Although the etiology of idiopathic autism without FXS is unknown, other causes of autism are associated with known gene defects including neuroligin, neurorexin or SHANK protein (Hagerman et al., 2008). In addition, multiple genetic association studies have implicated genes that are relevant to the function of the immune system including human leukocyte antigens (HLA) complement C4, MET tyrosine kinase pathway, serine and threonine kinase C gene PRKCB1, macrophage inhibitory factor (MIF), Reelin and PTEN (reviewed in Enstrom et al. (2009)). Moreover, altered immune responses have been described in autism (Ashwood et al., 2006) and it is possible that an abnormal immune response may play a role in children with FXS and autism. For example immune abnormalities such as increased frequency of infections, particularly otitis media and sinusitis infections, especially in early childhood, have been described in at least a subgroup of boys with FXS (Hagerman and Hagerman, 2002). An increased susceptibility to infections in FXS may underlie a dysfunctional immune response which might also play a role in increased autism susceptibility in these patients. Persistent gastrointestinal (GI) symptoms, such as loose stools have also been described in FXS and are consistent with similar reports of GI symptoms and increased mucosal immune activation in a subset of children with autism (Ashwood et al., 2003, Ashwood et al., 2004, Hagerman et al., 1987, Hagerman and Hagerman, 2002).

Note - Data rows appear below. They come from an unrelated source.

PR #199, opened 2019-03-26
✨ Add auth to file retriever

znatty22:
First pass, adds support for fetching protected files. 

Supports:
- Basic auth
    - Was pretty much already implemented
- Token auth
    - Needed when developing and testing an ingest package locally
    - See https://github.com/kids-first/kf-api-study-creator/issues/137
- OAuth 2 auth
    - Needed when CI testing in a deployed environment
    - See https://github.com/kids-first/kf-api-study-creator/issues/110

**Notes**
- Things are where they are but they can always be moved around. Just a first pass to get basic auth logic and flow working
- This PR only deals with file retriever fetching protected files given auth parameters in an auth config dict. It does not deal with how that auth config dict is populated or how it gets fed into the ingest app. Will be in another PR


kf_lib_data_ingest/network/utils.py
```diff
@@ -0,0 +1,114 @@
+"""
```
znatty22: Should prob move all network related utils from common.misc into network.utils in another PR. 

Things to move
- requests_retry_session
- get_open_api_v2_schema

kf_lib_data_ingest/network/utils.py
```diff
@@ -0,0 +1,114 @@
...
+import cgi
+import logging
+
+import requests
+
+logger = logging.getLogger(__name__)
+
+
+def get_file(url, dest_obj, **kwargs):
```
znatty22: This could be more generic - return either regular resource or file like obj but I left it file specific for now.

kf_lib_data_ingest/network/oauth2.py
```diff
@@ -0,0 +1,115 @@
...
+        logger.error(f'Unexpected response content from {oauth_token_url}, '
+                     f'status_code: {response.status_code}')
+        return
+
+    logger.info(f'Successfully fetched token,\n{pformat(resp_body)}')
+
+    return token
+
+
+def get_file(url, dest_obj, provider_domain=None, audience=None,
```
znatty22: This could prob be more generic - return either regular resource or file like obj but I left it file specific for now.

kf_lib_data_ingest/network/utils.py
```diff
@@ -0,0 +1,114 @@
...
+                            'filename.')
+
+        for chunk in response.iter_content(chunk_size=8192):
+            if chunk:
+                dest_obj.write(chunk)
+        dest_obj.seek(0)
+        response.close()
+
+    else:
+        logger.warning(f'Could not fetch {url}. Caused by '
```
znatty22: I'm wondering if `dest_obj` could be deleted here, but then we’d have to know if its a TemporaryFile or NamedTemporaryFile where delete=True. I didn't try very hard but on first glance it looks like `dest_obj` is just a file-like obj so it looks the same regardless of whether it was created via a TemporaryFile, NamedTemporaryFile or regular file obj

tests/conftest.py
```diff
@@ -25,6 +25,11 @@
                                      'transform_module.py')
 COMMAND_LINE_ERROR_CODE = 2
 
+TEST_AUTH0_DOMAIN = 'natashasingh.auth0.com'
```
znatty22: I think these will prob need to be replaced with kids first values later

tests/test_oauth2.py
```diff
@@ -0,0 +1,116 @@
...
+def test_get_service_token(info_caplog, provider_domain, audience, client_id,
+                           client_secret, expected_status, expected_log):
+    """
+    Test oauth2.get_service_token
+
+    1 - All valid inputs
+    2, 3 - Missing client_id and client_secret
+    4 - Wrong API Audience, Access denied
+    """
+    token = oauth2.get_service_token(provider_domain,
```
znatty22: Mock out the response don't call actual auth0 api

tests/test_oauth2.py
```diff
@@ -0,0 +1,116 @@
...
+        token_kwargs = {
+            'provider_domain': TEST_AUTH0_DOMAIN,
+            'audience': TEST_AUTH0_AUD,
+            'client_id': TEST_CLIENT_ID,
+            'client_secret': TEST_CLIENT_SECRET
+        }
+
+        fp = os.path.join(tmpdir, 'downloaded_file')
+        with open(fp, 'w+b') as dest_obj:
+            response = oauth2.get_file(url, dest_obj, **token_kwargs)
```
znatty22: Mock out token response don't actually call auth0 api

kf_lib_data_ingest/network/utils.py
```diff
@@ -0,0 +1,114 @@
...
+    environment variable where the parameter value is stored.
+
+    :param url: the URL to be inspected
+    :type url: str
+    :param auth_config: configuration dict of auth schemes and parameters
+    :type auth_config: dict
+
+    :returns selected_cfg: configuration dict of the selected auth scheme
+    """
+    selected_cfg = None
```
znatty22: Could use regex to match patterns too if we want, kept it simple for now

tests/test_file_retriever.py
```diff
@@ -30,7 +39,7 @@ def storage_dir(tmpdir_factory):
     return tmpdir_factory.mktemp('retrieved_files')
 
 
-@pytest.fixture(scope='session')
+@pytest.fixture(scope='function')
```
znatty22: Was interfering with other mocks bc `scope=session`

kf_lib_data_ingest/common/file_retriever.py
```diff
@@ -225,10 +287,20 @@ def get(self, url, auth=None):
...
+
+                # Set auth config if there is one and validate it
+                if self.auth_config:
+                    self._validate_auth_config(self.auth_config)
+
                 # Fetch the remote data
+                kwargs = {
+                    'auth': auth,
+                    'logger': self.logger,
+                    'auth_config': self.auth_config
```
znatty22: I wonder if we should keep `auth_config` specific to http type gets (and call it `http_auth_confg`) since we don't quite know how it will be used for the other types of gets. I could see it being used in the s3 get maybe to get AWS access credentials? Idk..

kf_lib_data_ingest/common/file_retriever.py
```diff
@@ -86,14 +101,30 @@ def _s3_save(protocol, source_loc, dest_obj, auth=None, logger=None):
     raise botocore.exceptions.NoCredentialsError()  # never got the file
 
 
-def _web_save(protocol, source_loc, dest_obj, auth=None, logger=None):
+def _web_save(protocol, source_loc, dest_obj, auth=None, auth_config=None,
```
fiendish: Why do we have two auth fields now? Can we unify them?

kf_lib_data_ingest/common/file_retriever.py
```diff
@@ -86,14 +101,30 @@ def _s3_save(protocol, source_loc, dest_obj, auth=None, logger=None):
...
     See https://developer.mozilla.org/en-US/docs/Web/HTTP/Headers/Content-Disposition # noqa E501
 
+    Authentication
+    --------------
+    Currently supports the following authentication schemes:
+        - HTTP Basic Authentication
+        - Token Authentication
+        - OAuth 2 Authentication
+
+    If `auth_config` is provided, inspect the URL to select the authentication
```
fiendish: This design seems very odd to me. If I'm asking for a specific URL, why would I pass in a bunch of different URLs and ask if the first one is among the bunch? I should already know the answer to that. If I know what I'm asking for, and I know what format I need to give you for an auth table, then I should also know how to find the right variables from in the table without passing the buck. I think either the caller should already know what values to use or the caller shouldn't be passing in an auth set at all and it should be loaded statically from a global configuration file _here_ (not at the caller). I think I prefer the latter.

kf_lib_data_ingest/common/file_retriever.py
znatty22: Yes, addressed 👍

kf_lib_data_ingest/common/file_retriever.py
znatty22: Addressed 👍

kf_lib_data_ingest/network/oauth2.py
```diff
@@ -0,0 +1,117 @@
...
+        'audience': audience,
+        'grant_type': 'client_credentials',
+        'client_id': client_id,
+        'client_secret': client_secret
+    }
+    oauth_token_url = f'https://{provider_domain}/oauth/token'
+    logging.info(f'Fetching token from {oauth_token_url} to access '
+                 f'{audience} resources')
+
+    response = requests.post(oauth_token_url, json=body)
```
fiendish: I think this should use the retry session

kf_lib_data_ingest/network/oauth2.py
```diff
@@ -0,0 +1,117 @@
...
+
+    :returns response: the requests.Response object
+    """
+    # Get access token to request resource
+    token = get_service_token(provider_domain,
+                              audience,
+                              client_id,
+                              client_secret)
+
+    # Something went wrong w getting token
```
fiendish: w?

kf_lib_data_ingest/common/file_retriever.py
```diff
@@ -239,3 +311,45 @@ def get(self, url, auth=None):
...
+        Validate config dict containing authentication parameters
+
+        `auth_configs` looks something like:
+
+            {
+                'http://api.com/files': {
+                    'type': 'basic',
+                    'username': 'the username',
+                    'password': 'the password'
+                    }
```
fiendish:
```suggestion
```

kf_lib_data_ingest/common/file_retriever.py
```diff
@@ -239,3 +311,45 @@ def get(self, url, auth=None):
...
+                'https://kf-api-study-creator.kids-first.io/download': {
+                    'type': 'oauth2',
+                    'client_id': 'STUDY_CREATOR_CLIENT_ID',
+                    'client_secret': 'STUDY_CREATOR_CLIENT_ID',
+                    'provider_domain': 'STUDY_CREATOR_AUTH0_DOMAIN',
+                    'audience': 'STUDY_CREATOR_API_IDENTIFIER',
+                },
+                's3://bucket/key': {
+                    'aws_profile': 'default'
+                    }
```
fiendish:
```suggestion
```

kf_lib_data_ingest/common/file_retriever.py
```diff
@@ -224,10 +280,26 @@ def get(self, url, auth=None):
                     dir=self.storage_dir,
                     delete=self.cleanup_at_exit and not self.__tmpdir
                 )
+
+                # Validate auth configs dict if it exists
+                # Select one auth config based inspection of url
+                auth_config = None
+                if self.auth_configs:
+                    self._validate_auth_configs(self.auth_configs)
```
fiendish: Following the above comment on preserving the ability to pass in an auth_config, you'd want to validate that too...
_validate_auth_configs could be changed to only validate a single auth config, validate the chosen auth config object down on line 291 under `if auth_config:` before the log statement, and then you could also loop the self.auth_configs items and validate its entries during init where it gets set.

kf_lib_data_ingest/common/file_retriever.py
```diff
@@ -162,6 +190,31 @@ def _file_save(protocol, source_loc, dest_obj, auth=None, logger=None):
...
+    :returns selected_cfg: configuration dict of the selected auth scheme
+    """
+    selected_cfg = None
+    if auth_configs:
+        for key, cfg in auth_configs.items():
+            if url.startswith(key):
+                selected_cfg = cfg
+                break
+    return selected_cfg
+
```
fiendish: I would like to advocate for removing the first and last two lines

```Python
    if auth_configs:
         for key, cfg in auth_configs.items():
             if url.startswith(key):
                 return cfg
```

kf_lib_data_ingest/common/file_retriever.py
```diff
@@ -224,10 +280,26 @@ def get(self, url, auth=None):
                     dir=self.storage_dir,
                     delete=self.cleanup_at_exit and not self.__tmpdir
                 )
+
+                # Validate auth configs dict if it exists
+                # Select one auth config based inspection of url
+                auth_config = None
```
fiendish: Instead of `auth_config = None` here, move it back to the method def as an optional input argument and check `if self.auth_configs and not auth_config` on the next line to preserve the ability to manually pass in a custom auth object for a request.

kf_lib_data_ingest/common/file_retriever.py
znatty22: 👍

kf_lib_data_ingest/common/file_retriever.py
znatty22: Ok, I removed that stuff bc I thought we didn't want that. I can put it back

kf_lib_data_ingest/common/file_retriever.py
znatty22: Ok, I removed that stuff bc I thought we didn't want that. I can put it back

kf_lib_data_ingest/network/utils.py
```diff
@@ -0,0 +1,63 @@
...
+"""
+import cgi
+import logging
+
+import requests
+
+logger = logging.getLogger(__name__)
+
+
+def get_file(url, dest_obj, **kwargs):
```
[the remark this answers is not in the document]
znatty22: 👍

kf_lib_data_ingest/network/utils.py
```diff
@@ -0,0 +1,63 @@
...
+    :type url: str
+    :param dest_obj: a file-like object that receives the data downloaded
+    :type dest_obj: a file-like object
+    :param kwargs: keyword args forwarded to requests.get
+    :type kwargs: dict
+    :returns response: requests.Response object
+    """
+
+    kwargs['stream'] = True
+    response = requests.get(url, **kwargs)
```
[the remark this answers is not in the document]
znatty22: 👍

kf_lib_data_ingest/common/file_retriever.py
```diff
@@ -196,23 +196,18 @@ def _select_auth_scheme(url, auth_configs):
...
-    See FileRetriever._validate_auth_config for details on auth_config format
-
     :param url: the URL to be inspected
     :type url: str
     :param auth_configs: optional dict mapping URL patterns to authentication
     schemes and necessary auth parameters
     :type auth_configs: dict
 
-    :returns selected_cfg: configuration dict of the selected auth scheme
+    :returns cfg: configuration dict of the selected auth scheme
```
fiendish: I don't think the variable name in :returns: docstring field is a real thing

kf_lib_data_ingest/network/oauth2.py
```diff
@@ -47,7 +47,8 @@ def get_service_token(provider_domain, audience, client_id, client_secret):
     logging.info(f'Fetching token from {oauth_token_url} to access '
                  f'{audience} resources')
 
-    response = requests.post(oauth_token_url, json=body)
+    response = requests_retry_session(connect=1).post(oauth_token_url,
```
fiendish: Is this another one of those mock problems?

znatty22: No I just didn't want it to be 10, I thought that was a lot? Idk what should it be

Several patients studied with FXS, demonstrated a transient hypogammaglobulinemia particularly IgG subclass 1 and 3 (Hagerman and Hagerman, 2002). Interestingly, in autism, reduced total IgG levels have been observed (Heuer et al., 2008) and are directly correlated with worsening in aberrant behaviors. Immune dysfunction may also be present in some carriers of the premutation of FXS, as women who are carriers have a higher rate of hypothyroidism and fibromyalgia related to autoimmune dysfunction (Coffey et al., 2008), however, immune dysregulation has not been studied in individuals with FXS.

Cytokines are key mediators of cell–cell communication in the immune system. Within the nervous system, cytokines play important roles in conveying signals between cells, with neurons and glia not only able to produce different cytokines but can also respond to different cytokines through a diverse array of cytokine receptors expressed on the cell surface. Cytokines have assorted effects on neuronal tissue such as the modulation of systemic and central nervous system (CNS) responses to infections or injury and can modulate brain function affecting cognitive and emotional processing. The cytokine milieu has been shown to directly affect neural tissue function and development, especially the pro-inflammatory cytokines such as IL-1, IL-6, IL-12, IFNγ and TNFα, which have pleiotropic effects in the CNS including in neurodevelopment. Abnormal immune profiles in FXS may play a role in the development of cognitive deficits and may also lead to behaviors characteristics of autism. In this study, we assessed specific cytokine and chemokine profiles in individuals with FXS who have autism spectrum disorders and those that do not have autism spectrum disorders and compared these cytokine profiles to the profiles seen in typical developing controls.